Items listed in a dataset
PR #54, opened 2022-12-21
Support multithreaded chunked ingestion

gsakkis:
- Support parallel ingestion on multiple threads by passing a `max_workers` parameter.
- Display a progress bar during conversion (via [tqdm](https://github.com/tqdm/tqdm)): progressbar

### DIFF
--- a/setup.py
+++ b/setup.py
@@ -13,7 +13,7 @@ setuptools.setup(
         "local_scheme": "dirty-tag",
         "write_to": "tiledb/bioimg/version.py",
     },
-    install_requires=["pyeditdistance", "tiledb"],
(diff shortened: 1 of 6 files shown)


ktsitsi:
Could we have a verification test between single and multithreaded `to_tiledb` conversion just for completeness? Otherwise LGTM!

gsakkis:
> Could we have a verification test between single and multithreaded `to_tiledb` conversion just for completeness? Otherwise LGTM!

Although there is no explicit comparison between single and multithreaded conversion in the tests, the parametric tests actually offer a stronger guarantee: that in all cases the conversion is correct (at least as far as each test goes to verify correctness).

ktsitsi (approved):

PR #56, opened 2023-01-05
Inserting bioimg version in group metadata

ktsitsi:
This PR:

- Add an extra group metadata key for tagging version of `tiledb.bioimg`. Now the group metadata of the converted images are ```{'axes': 'YXC', 'version': '0.1.1'}```

### DIFF
--- a/tiledb/bioimg/converters/base.py
+++ b/tiledb/bioimg/converters/base.py
@@ -23,6 +23,8 @@ import tiledb
 from .axes import Axes, AxesMapper
 from .tiles import iter_tiles, num_tiles
 
+FMT_VERSION = 1
+
 
 class ImageReader(ABC):
     @abstractmethod
@@ -251,7 +253,8 @@ class ImageConverter:
                 group.meta.update(
                     reader.group_metadata,
                     axes=input_axes.dims,
-                    version=".".join(map(str, bioimg_version[0:3])),
+                    pckg_version=".".join(map(str, bioimg_version[0:3])),
+                    fmt_version=FMT_VERSION,
                 )
                 for uri in uris:
                     if urlparse(uri).scheme == "tiledb":
--- a/tiledb/bioimg/converters/base.py
+++ b/tiledb/bioimg/converters/base.py
@@ -11,6 +11,8 @@ from urllib.parse import urlparse
 import numpy as np
 from tqdm import tqdm
 
+from ..version import version_tuple as bioimg_version
+
 try:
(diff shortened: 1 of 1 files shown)


tiledb/bioimg/converters/base.py
```diff
@@ -247,6 +249,7 @@ def tile_to_tiledb(level_tile: Tuple[slice, ...]) -> None:
             # Write group metadata
             with tiledb.Group(output_path, "w") as group:
                 group.meta.update(reader.group_metadata, axes=input_axes.dims)
+                group.meta.update({"version": ".".join(map(str, bioimg_version[0:3]))})
```
gsakkis, line 252: This can be moved to the previous update call (`update(axes=..., version=...)`)

tiledb/bioimg/converters/base.py
```diff
@@ -246,7 +248,11 @@ def tile_to_tiledb(level_tile: Tuple[slice, ...]) -> None:
 
             # Write group metadata
             with tiledb.Group(output_path, "w") as group:
-                group.meta.update(reader.group_metadata, axes=input_axes.dims)
+                group.meta.update(
+                    reader.group_metadata,
+                    axes=input_axes.dims,
+                    version=".".join(map(str, bioimg_version[0:3])),
```
gsakkis, line 254: Why not just `__version__`?

gsakkis (approved):

tiledb/bioimg/converters/base.py
ktsitsi: Was just thinking/overthinking that we might want to eliminate `dirty` versions. Another thing is that even in that form patch version cannot dictate a specification change. I would assume spec would change only in minor-or even major version.

tiledb/bioimg/converters/base.py
```diff
@@ -246,7 +250,12 @@ def tile_to_tiledb(level_tile: Tuple[slice, ...]) -> None:
 
             # Write group metadata
             with tiledb.Group(output_path, "w") as group:
-                group.meta.update(reader.group_metadata, axes=input_axes.dims)
+                group.meta.update(
+                    reader.group_metadata,
+                    axes=input_axes.dims,
+                    pckg_version=version,
```
gsakkis, line 256: Is this deliberately spelled `pckg` or a typo for `pkg`?

ktsitsi: It was deliberately but let's use a 3-letter abbreviation.

PR #57, opened 2023-01-12
Add TileDBOpenSlide.read_level

gsakkis:
Add a `TileDBOpenSlide.read_level` method for the (common) case of selecting a whole level image rather than a specific region with `read_region`.


ktsitsi (approved):
🚀

PR #60, opened 2023-01-13
Xan/sc 24385/tile server

XanthosXanthopoulos:
Currently we have not any proper data to test the server metadata and slice methods. I set this as a draft since there are no test implemented

### DIFF
--- a/tiledb/bioimg/utils/tiles_server.py
+++ b/tiledb/bioimg/utils/tiles_server.py
@@ -1,6 +1,6 @@
 import io
+import platform
 
-# import os
 # import glob
 from dataclasses import dataclass
 
@@ -8,11 +8,13 @@ from dataclasses import dataclass
 from typing import Any, Callable, Dict, List, Tuple
 
 import cv2
+import flask
 import numpy as np
-from flask import Flask, Response, jsonify, make_response  # , send_file
+from flask import Flask, Response, jsonify, make_response
 from flask_cors import CORS
 from multiprocess import Pool
 from PIL import Image
+from werkzeug.serving import run_simple
 
 import tiledb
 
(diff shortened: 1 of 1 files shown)


tiledb/bioimg/utils/tiles_server.py
```diff
@@ -0,0 +1,276 @@
...
+            for record in self._metadata
+        }
+
+        CORS(self._app)
+
+    def __del__(self) -> None:
+        self._pool.terminate()
+
+    def run(
+        self, host: str = "0.0.0.0", port: int = 8000, multiprocess: bool = False
```
gsakkis, line 222: Generalize `multiprocess: bool = False` to `num_processes: int = 0`

tiledb/bioimg/utils/tiles_server.py
```diff
@@ -0,0 +1,276 @@
...
+    ) -> None:
+        print(platform.system())
```
gsakkis, line 224: leftover print

tiledb/bioimg/utils/tiles_server.py
```diff
@@ -0,0 +1,276 @@
...
+        if platform.system() == "Windows":
+            self._pool.apply_async(self._app.run, kwds={"host": host, "port": port})
```
gsakkis, line 226: What's wrong with `run_simple` on Windows?

gsakkis (changes requested):
Looks great overall :100:  I left a few code style comments but nothing major.

Two more general comments:
- This doesn't have to be a package (also `utils` is usually a name for internal helpers). A plain `tiledb/bioimg/tiles_server.py` script will do.
- It should be packaged as an optional dependency and its dependencies (flask etc) be added to `extras_require` in setup.py.

tiledb/bioimg/utils/tiles_server.py
```diff
@@ -0,0 +1,276 @@
...
+
+# from pathlib import Path
+from typing import Any, Callable, Dict, List, Tuple
+
+import cv2
+import flask
+import numpy as np
+from flask import Flask, Response, jsonify, make_response
+from flask_cors import CORS
+from multiprocess import Pool
```
gsakkis, line 15: `s/multiprocess/multiprocessing`

XanthosXanthopoulos:
The tile server will not be used for now so the PR closed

> Activity
The answer must be a single number: the count of lines in the entries that include "Callable".

> Reply to the task
2